[Exercise requirements] Set down exactly the stretch of lines below that opens at the line containing "template to process" and continues through the last line of the entries, and nothing else.

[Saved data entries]
PR #4994, opened 2024-10-14
feat(playground): Extract and display variables from all message templates as "inputs"

cephalization:
https://github.com/user-attachments/assets/071dd2c8-df77-4cfd-ad4b-ebaead58eed4

### DIFF
--- a/app/src/components/templateEditor/constants.ts
+++ b/app/src/components/templateEditor/constants.ts
@@ -1,3 +1,14 @@
+/**
+ * Enum for the different template languages supported by the template editor
+ *
+ * - FString: `variables look like {variable}`
+ * - Mustache: `variables look like {{variable}}`
+ *
+ * @example
+ * ```tsx
+ * <TemplateEditor language={TemplateLanguages.Mustache} />
+ * ```
+ */
 export const TemplateLanguages = {
   FString: "f-string", // {variable}
   Mustache: "mustache", // {{variable}}
--- a/app/src/components/templateEditor/constants.ts
+++ b/app/src/components/templateEditor/constants.ts
@@ -1,0 +1,4 @@
+export const TemplateLanguages = {
+  FString: "f-string", // {variable}
+  Mustache: "mustache", // {{variable}}
+} as const;
--- a/app/src/components/templateEditor/templateEditorUtils.ts
+++ b/app/src/components/templateEditor/templateEditorUtils.ts
@@ -9,6 +9,19 @@ import { TemplateLanguages } from "./constants";
 import { TemplateLanguage } from "./types";
 
 /**
+ * A function that formats a template with the given variables
+ */
+export type FormatFn = (arg: {
+  text: string;
+  variables: Record<string, string | number | boolean | undefined>;
+}) => string;
+
+/**
+ * A function that extracts the variables from a template
+ */
+export type ExtractVariablesFn = (template: string) => string[];
+
+/**
  * Get an object of isomorphic functions for processing templates of the given language
  *
  * @param templateLanguage - The language of the template to process
@@ -20,14 +33,8 @@ import { TemplateLanguage } from "./types";
 export const getTemplateLanguageUtils = (
   templateLanguage: TemplateLanguage
 ): {
-  format: ({
-    text,
-    variables,
-  }: {
-    text: string;
-    variables: Record<string, string | number | boolean | undefined>;
-  }) => string;
-  extractVariables: (template: string) => string[];
+  format: FormatFn;
+  extractVariables: ExtractVariablesFn;
 } => {
   switch (templateLanguage) {
     case TemplateLanguages.FString:
--- a/app/src/components/templateEditor/templateEditorUtils.ts
+++ b/app/src/components/templateEditor/templateEditorUtils.ts
@@ -1,0 +1,46 @@
+import { assertUnreachable } from "@phoenix/typeUtils";
+
+import { extractVariablesFromFString, formatFString } from "./language/fString";
+import {
+  extractVariablesFromMustacheLike,
+  formatMustacheLike,
+} from "./language/mustacheLike";
+import { TemplateLanguages } from "./constants";
+import { TemplateLanguage } from "./types";
+
+/**
+ * Get an object of isomorphic functions for processing templates of the given language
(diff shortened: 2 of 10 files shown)


app/src/pages/playground/Playground.tsx
```diff
@@ -123,6 +123,7 @@ const playgroundInputOutputPanelContentCSS = css`
 
 function PlaygroundContent() {
   const instances = usePlaygroundContext((state) => state.instances);
+  const inputs = usePlaygroundContext((state) => state.input);
```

[Finished exercise]
  * @param templateLanguage - The language of the template to process
@@ -20,14 +33,8 @@ import { TemplateLanguage } from "./types";
 export const getTemplateLanguageUtils = (
   templateLanguage: TemplateLanguage
 ): {
-  format: ({
-    text,
-    variables,
-  }: {
-    text: string;
-    variables: Record<string, string | number | boolean | undefined>;
-  }) => string;
-  extractVariables: (template: string) => string[];
+  format: FormatFn;
+  extractVariables: ExtractVariablesFn;
 } => {
   switch (templateLanguage) {
     case TemplateLanguages.FString:
--- a/app/src/components/templateEditor/templateEditorUtils.ts
+++ b/app/src/components/templateEditor/templateEditorUtils.ts
@@ -1,0 +1,46 @@
+import { assertUnreachable } from "@phoenix/typeUtils";
+
+import { extractVariablesFromFString, formatFString } from "./language/fString";
+import {
+  extractVariablesFromMustacheLike,
+  formatMustacheLike,
+} from "./language/mustacheLike";
+import { TemplateLanguages } from "./constants";
+import { TemplateLanguage } from "./types";
+
+/**
+ * Get an object of isomorphic functions for processing templates of the given language
(diff shortened: 2 of 10 files shown)


app/src/pages/playground/Playground.tsx
```diff
@@ -123,6 +123,7 @@ const playgroundInputOutputPanelContentCSS = css`
 
 function PlaygroundContent() {
   const instances = usePlaygroundContext((state) => state.instances);
+  const inputs = usePlaygroundContext((state) => state.input);
```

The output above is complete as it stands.